Fortunately, cryptographers have a pretty good solution to this problem. Instead of using truly random permutations, we can just pretend. If we can make a function that walks, swims, and quacks like a random permutation – to the point that even a skilled attacker couldn’t tell the difference – then it won’t really matter that it’s not truly random. We call these pseudorandom permutations or “PRPs”.

But PRPs don’t exist in isolation. PRPs come in a family – a collection of functions. Each PRP in a PRP function family is identified by a unique “key” (hint hint!), which is typically a 128- or 256-bit integer. The basic security guarantee that PRP families provide is that nobody can tell the difference between a PRP and a true random permutation – unless they have the PRP’s key (or impossibly enormous computational resources).

Now, back to block ciphers. A block cipher is an algorithm that dreams of being a PRP function family. There are many ways to design these algorithms. Threefish, a recent block cipher design from the SHA-3 competition, uses integer addition (with overflow wrapping), bitwise rotation, and bitwise XOR to “mix up” the inputs in a way that is difficult for an attacker to predict (without knowledge of the key). Typically, this mixing process is repeated many times to ensure security (these are called “rounds”). In future posts, I’ll explore the actual details of various block cipher designs.

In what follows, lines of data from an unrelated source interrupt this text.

PR #5711, opened 2024-04-04
SALTO-5565: Allow sorting an array field as an infra capability

Nurdok:
This PR introduces a new common filter that allows to sort list fields.
The sorting configuration is part of the fetch definition under `ElementFieldCustomization`.

---

Note for reviewers: I still don't know what I'm doing :)
PTAL specifically at the filter type - I used `FilterCreator` directly and not `AdapterFilterCreator` because I didn't understand how to provide the correct types / signature to make it work.

I'm not entirely sure if I used the new infra here as the types are in the same files and there's no clear boundary between what configuration is "old" and what is "new" and I'm not sure I figured it out correctly.

Should this filter work for the old infra too? If so, I can try to convert the existing sorting use cases.

---
_Release Notes_: 
None

---
_User Notifications_: 
None


packages/adapter-components/src/filters/sort_lists.ts
```diff
@@ -0,0 +1,104 @@
...
+  }
+  if (rest.length === 0) {
+    return next
+  }
+  return get(next, rest)
+}
+
+const sortLists = async (instance: InstanceElement, defQuery: DefQuery<ElementFetchDefinition>): Promise<void> => {
+  instance.value =
+    (await transformValues({
```
netama, line 52: in fetch we can use `transformValuesSync` which is much faster, because we have all the types loaded. there's also `.getTypeSync()` on the instances

packages/adapter-components/src/filters/sort_lists.ts
```diff
@@ -0,0 +1,104 @@
...
+
+const { awu } = collections.asynciterable
+
+/*
+ * Resolve a string path within an instance value.
+ *
+ * This function recursively resolves the path within the instance value, including hops into
+ * values from resolved reference expressions.
+ */
+const get = (current: Value, tail: string[]): Value => {
```
netama, line 32: any chance we can instead use `resolvePath` from adapter-utils, to keep consistent with other parts of the code (and some nuances in how elem ids are resolved)?

packages/adapter-components/src/filters/sort_lists.ts
```diff
@@ -0,0 +1,104 @@
...
+        }
+        const fieldCustomizations = defQuery.query(field.parent.elemID.typeName)?.fieldCustomizations
+        if (fieldCustomizations === undefined) {
+          return value
+        }
+        const sortFields = fieldCustomizations[field.name]?.sort?.sortByProperties
+
+        if (sortFields !== undefined) {
+          _.assign(
+            value,
```
netama, line 69: can we avoid modifying the original value here? (we're not consistent enough in enforcing this, but it is preferred where possible)

packages/adapter-components/src/definitions/system/fetch/element.ts
```diff
@@ -77,13 +77,23 @@ type StandaloneFieldDefinition = {
   nestPathUnderParent?: boolean
 }
 
+// Settings for sorting a list field.
+type SortFieldDefinition = {
+  // The fields to sort by, in order of precedence.
+  // Each string is a dot-separated path to a property of the objects in the list field.
+  // Paths can include reference expressions, e.g. `myList: ['path.to.property.refToAnotherElement.id']`
+  // Selected properties should be env-independent to avoid sorting differences between envs.
+  sortByProperties: string[]
```
netama, line 86: 1. I know you wrote you didn't see an immediate requirement to ascending vs descending from the current cases, but I think we will have some (for example we might want to move here the logic from the [zendesk guide order instances](https://github.com/salto-io/salto/blob/main/packages/zendesk-adapter/src/filters/guide_order/guide_order_utils.ts#L103-L108), sorry I think I just mentioned something but forgot to send you the example). how would that look? might be worth making this a list of objects so that it's more straightforward to extend?
2. no objections to starting with just paths if it's covering everything we've seen so far, just from the examples we saw in other places over the last few months, there's almost always a need for something custom for some case (and then the transformation usually gives some basic out-of-the-box support)

packages/adapter-components/test/filters/sort_lists.test.ts
```diff
@@ -0,0 +1,240 @@
...
+        field1: { sort: { sortByProperties: ['ref.prop1'] } },
+      }),
+    ) as FilterWith<'onFetch'>
+    const mainObjType = new ObjectType({
+      elemID: new ElemID('adapter', 't1'),
+      fields: { field1: { refType: new ListType(BuiltinTypes.UNKNOWN) } },
+    })
+    const instance1 = new InstanceElement('inst1', mainObjType, {
+      field1: [
+        { ref: new ReferenceExpression(new ElemID('adapter', 't2'), { prop1: 2 }) },
```
netama, line 125: almost all references we have are to full elements (usually instances) and not to inner values. how would the path look in such cases? (also can we cover them in at least some of the tests?)

netama (commented):
very cool :) added some comments and questions, lmk if more context will help as I assume some of these are related to things you haven't seen yet

packages/adapter-components/src/filters/sort_lists.ts
Nurdok: Done

packages/adapter-components/test/filters/sort_lists.test.ts
Nurdok: [Your comment on the proposal](https://www.notion.so/SALTO-5565-Allow-sorting-an-array-field-as-an-infra-capability-2f09e083a60248ddbcd162c796990011?d=c22f7fdeb8db4231a50e8e3f8d436e96&pvs=4#70852ef65b8e4093806424ee362cc53d) said:

> elem ids are not usually good for sorting because they’re not that predictable and might differ between fetches and add noise in some surprising cases, so we shouldn’t use them unless we have to

I made the filter forbit using full references without an inner value, to avoid using unstable element IDs which might be a source for subtle bugs. I assumed all instances should have _some_ property that is a "primary key" which can distinguish them from other instances of the same type, like an ID or equivalent. Is this a bad assumption?

packages/adapter-components/src/definitions/system/fetch/element.ts
Nurdok: 1. Added ascending / descending support.
2. Let's start with just paths then :) It'd be easier for me to add customization in a followup PR if needed.

packages/adapter-components/src/filters/sort_lists.ts
Nurdok: Done

packages/adapter-components/src/filters/sort_lists.ts
Nurdok: I could get this to work, but there are a few issues:

1. It requires that the property path includes `.values` if there a reference. In the tests, for example, instead of `'ref.ref2.prop'` we'll need to specify `'ref.values.ref2.values.prop'` which isn't as nice.
2. The custom function parameter for `_.orderBy` doesn't accept an index of the value to sort, while `resolvePath` requires a full element ID from the element to the leaf property, which includes the index in the field being sorted. So I had to lookup the value in the list (`indexOf` below) which is also kind of awkward:  
```
    _.assign(
            value,
            _.orderBy(
              value,
              sortFields.map(({ path }: PropertySortDefinition) => (item: Value) => {
                const nestedID = instance.elemID.createNestedID(
                  field?.name,
                  String(value.indexOf(item)),
                  ...path.split('.'),
                )
                const resolved = resolvePath(instance, nestedID)
                return resolved
              }),
              sortFields.map(({ order }: PropertySortDefinition) => order ?? 'asc'),
            ),
          )
  ```
3. `resolvePath` runs `_.get` on the entire path, and it doesn't have protection from, e.g., users specifying reference expression fields like `ref.elemID.fullName`. In some sense it "leaks" the implementation, while the current `get` function in this PR examines each part in the path and automatically drills down to `value` inside any reference expression to prevent this.

packages/adapter-components/src/filters/sort_lists.ts
Nurdok: Done

packages/adapter-components/test/filters/sort_lists.test.ts
Nurdok: PTAL, I hope I understood correctly this time :)

netama: this one still doesn't look right, let's discuss IRL :)

netama (commented):
partial review, I think some of the threads will be easier IRL

packages/adapter-components/src/filters/sort_lists.ts
netama: discussed IRL, keeping this one

netama (approved):
LGTM 🎉  there are still some minor comments to address, pre-approving for once they are resolved. and no need for release notes :)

The weirdest thing about block ciphers is that we have no mathematical proof that any of the block ciphers in use today are actually secure. In other words, none of them have been proven to be a PRP family. Even worse, there’s no proof that PRPs actually exist at all. On the other hand, many block ciphers (like AES) have been extensively analyzed, and no one has proven that they are not a PRP family. That doesn’t eliminate the possibility that some future work will show them to be broken, but it’s a pretty good sign, and many prominent cryptographers suspect AES may never be broken.